Each of the entries beneath this task should be written out exactly.

(Stored items from a collection)
Content starts

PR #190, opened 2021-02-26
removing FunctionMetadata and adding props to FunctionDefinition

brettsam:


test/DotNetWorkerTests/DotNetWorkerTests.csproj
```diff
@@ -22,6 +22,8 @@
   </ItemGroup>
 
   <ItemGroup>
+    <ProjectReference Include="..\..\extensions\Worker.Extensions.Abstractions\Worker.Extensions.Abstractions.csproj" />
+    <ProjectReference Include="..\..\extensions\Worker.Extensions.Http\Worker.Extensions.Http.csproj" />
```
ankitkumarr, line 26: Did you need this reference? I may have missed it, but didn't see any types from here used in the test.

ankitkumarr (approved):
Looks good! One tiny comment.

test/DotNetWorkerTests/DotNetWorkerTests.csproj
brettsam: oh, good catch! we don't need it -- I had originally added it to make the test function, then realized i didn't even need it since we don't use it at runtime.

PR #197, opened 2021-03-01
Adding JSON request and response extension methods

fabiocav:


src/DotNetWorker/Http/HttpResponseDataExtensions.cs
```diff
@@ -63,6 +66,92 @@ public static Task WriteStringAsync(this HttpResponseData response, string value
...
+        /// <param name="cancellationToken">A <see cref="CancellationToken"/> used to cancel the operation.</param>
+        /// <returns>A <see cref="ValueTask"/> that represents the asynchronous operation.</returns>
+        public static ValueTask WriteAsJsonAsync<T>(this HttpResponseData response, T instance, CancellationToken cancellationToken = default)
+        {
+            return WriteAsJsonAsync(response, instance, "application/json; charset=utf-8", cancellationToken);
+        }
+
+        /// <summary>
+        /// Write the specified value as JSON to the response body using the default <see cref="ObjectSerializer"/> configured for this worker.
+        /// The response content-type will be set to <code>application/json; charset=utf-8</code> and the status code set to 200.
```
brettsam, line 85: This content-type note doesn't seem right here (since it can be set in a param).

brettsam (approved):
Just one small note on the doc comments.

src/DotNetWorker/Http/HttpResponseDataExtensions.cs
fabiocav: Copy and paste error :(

Content ends

**Task output**.
PR #190, opened 2021-02-26
removing FunctionMetadata and adding props to FunctionDefinition

brettsam:


test/DotNetWorkerTests/DotNetWorkerTests.csproj
```diff
@@ -22,6 +22,8 @@
   </ItemGroup>
 
   <ItemGroup>
+    <ProjectReference Include="..\..\extensions\Worker.Extensions.Abstractions\Worker.Extensions.Abstractions.csproj" />
+    <ProjectReference Include="..\..\extensions\Worker.Extensions.Http\Worker.Extensions.Http.csproj" />
```
ankitkumarr, line 26: Did you need this reference? I may have missed it, but didn't see any types from here used in the test.

ankitkumarr (approved):
Looks good! One tiny comment.

test/DotNetWorkerTests/DotNetWorkerTests.csproj
brettsam: oh, good catch! we don't need it -- I had originally added it to make the test function, then realized i didn't even need it since we don't use it at runtime.

PR #197, opened 2021-03-01
Adding JSON request and response extension methods

fabiocav:


src/DotNetWorker/Http/HttpResponseDataExtensions.cs
```diff
@@ -63,6 +66,92 @@ public static Task WriteStringAsync(this HttpResponseData response, string value
...
+        /// <param name="cancellationToken">A <see cref="CancellationToken"/> used to cancel the operation.</param>
+        /// <returns>A <see cref="ValueTask"/> that represents the asynchronous operation.</returns>
+        public static ValueTask WriteAsJsonAsync<T>(this HttpResponseData response, T instance, CancellationToken cancellationToken = default)
+        {
+            return WriteAsJsonAsync(response, instance, "application/json; charset=utf-8", cancellationToken);
+        }
+
+        /// <summary>
+        /// Write the specified value as JSON to the response body using the default <see cref="ObjectSerializer"/> configured for this worker.
+        /// The response content-type will be set to <code>application/json; charset=utf-8</code> and the status code set to 200.
```
brettsam, line 85: This content-type note doesn't seem right here (since it can be set in a param).

brettsam (approved):
Just one small note on the doc comments.

src/DotNetWorker/Http/HttpResponseDataExtensions.cs
fabiocav: Copy and paste error :(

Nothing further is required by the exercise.